Stored data entries:
PR #537, opened 2024-05-26
use ce Version in gitlabImageName

BeckerFrank:
Sorry this was a type of none Mac builds.


gnl42:
I came across that trying to build on Windows wsl :) Thanks

Could you also bump the Jenkins version?   
Several of the plugins complained that 2.375.2 was to old and they needed at least 2.387.1

gnl42 (approved):

BeckerFrank:
> I came across that trying to build on Windows wsl :) Thanks
> 
> Could you also bump the Jenkins version?  Several of the plugins complained that 2.375.2 was to old and they needed at least 2.387.1

Shold we use latest-jdk11 instead?

PR #543, opened 2024-06-01
fix the workspace errors for a new clean instance

BeckerFrank:
we have 6 errors in the workspace for a new instance.
This commit fix the errors using more oomph setup tasks.

### DIFF
--- a/mylyn.docs/wikitext/ui/org.eclipse.mylyn.wikitext.asciidoc.ui/.project
+++ b/mylyn.docs/wikitext/ui/org.eclipse.mylyn.wikitext.asciidoc.ui/.project
@@ -21,11 +21,6 @@
 			</arguments>
 		</buildCommand>
 		<buildCommand>
-			<name>org.eclipse.m2e.core.maven2Builder</name>
-			<arguments>
-			</arguments>
-		</buildCommand>
-		<buildCommand>
 			<name>org.eclipse.ui.externaltools.ExternalToolBuilder</name>
 			<triggers>full,incremental,</triggers>
 			<arguments>
@@ -40,6 +35,11 @@
 			<arguments>
 			</arguments>
 		</buildCommand>
+		<buildCommand>
+			<name>org.eclipse.m2e.core.maven2Builder</name>
+			<arguments>
+			</arguments>
+		</buildCommand>
 	</buildSpec>
 	<natures>
 		<nature>org.eclipse.pde.PluginNature</nature>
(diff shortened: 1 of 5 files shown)


gnl42 (approved):

merks:
I still have these 4 errors from a fresh clean install:

image

It's strange because navigation find the correct artifacts in the workspace.

I'll investigate...

BeckerFrank:
> I still have these 4 errors from a fresh clean install:
> 
> image
> 
> It's strange because navigation find the correct artifacts in the workspace.
> 
> I'll investigate...

Can you look if the new "Launch mylyn install" was executed during setup.

merks:
It is.  But I have an idea.  Note all my paths are like this:

image

Because very often need to test in a way that simulates a brand new users, I have this in my eclipse.ini:
```
-Duser.home=D:\Users\test35
```

(I need to test in a way that cannot corrupt my actual development space with test results, e.g., locally build unsigned content should not end up in my shared bundle pool.)

So I think the launched maven build task is not producing results in the expected location because the computed user will likely be wrong.   I expect that specifying this

image

will ensure that the user.home of the launch is the same as the user.home of the IDE from which it is launched.

I know almost no one will be affected by this nor needs this, but it also does no harm if you guys don't mind?

merks:
Also, while I'm twisting the world to conform to my needs, do you mind if we turn on this toolbar contribution?

image

BeckerFrank:
Maybe the problem is that you use an other location for the local maven repository. This was the reason for me to add the "Launch mylyn install" .

gnl42:
I would love to have a couple of third party plugins installed by default as well:

- AnyEditTools
- Jeeeyul's PDE-Tools

merks:
That did the trick.  

That being said, it's still disconcerting to me that maven classpath is bound to the jar and not to the appropriate workspace project.

image

merks:
@gnl42 

I see many projects do install what appear to be own **personal** favorite tools...  I'm always kind of disconcerted when I have to accept a license or accept unsigned content just to contribute to some other project.

So let me ask a question: Do you want these installed in every installation, not just your Mylyn development IDE?   Probably so, just as I want (**need**!) viplugin installed everywhere.  As such, using Navigate -> Open Setup -> User I created tasks there; specifically a task to install viplugin and a task to copy the license file to the necessary location where viplugin looks for it:

image

Would that suit your personal needs or are these tools the project itself needs for effective development?

gnl42:
Hi @merks The user.setup sounds perfect for what I want. But I have no idea where it lives or how to set it up.
Can you point me to some documentation please?

gnl42:
But could you change the console settings while you're at it?:

- unlimited size
- tab size 4

merks:
From the menu bar use Navigate -> Open Setup -> User. 

https://wiki.eclipse.org/Eclipse_Oomph_Authoring#Understanding_Setup_Tasks_and_Scopes

Oomph's handy toolbar's right button does this too.

Issue #544, opened 2024-06-01
Mylyn build failures with timeout


ruspl-afed:
We have repeatable timeout failures first appeared from https://ci.eclipse.org/mylyn/job/GitHub-mylyn-Orga/job/org.eclipse.mylyn/job/main/311/
Perhaps it is related with switch to Tycho 4.0.8, but I cannot state it.

These failures puts our final contribution to SimRel 2024-06 at risk

merks:
yes, I think the timeout is too small:

BeckerFrank:
I add another 10 minutes to the timeout option, so now we have 60 minutes.
The strange thing is that I have never seen the timeout in pull requests.

merks:
PR builds don't do signing.  :stuck_out_tongue_winking_eye:

merks:
At 56min 12s it's still close to the 60min threshold where a slow instance can still timeout, and that's after waiting a whole hour already...

BeckerFrank:
new limit set with https://github.com/eclipse-mylyn/org.eclipse.mylyn/pull/547

ruspl-afed:
Build statistics looks much better now, thanks @BeckerFrank and @merks

PR #545, opened 2024-06-01
fix: change timeout to 60 Minutes

BeckerFrank:


merks:
It good to link PR to the issue:

https://github.com/eclipse-mylyn/org.eclipse.mylyn/issues/544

ACTIVITY: In the records, how many lines hold the word "wikitext"? Answer with the number and no other words.

OUTPUT OF THE EXERCISE: 2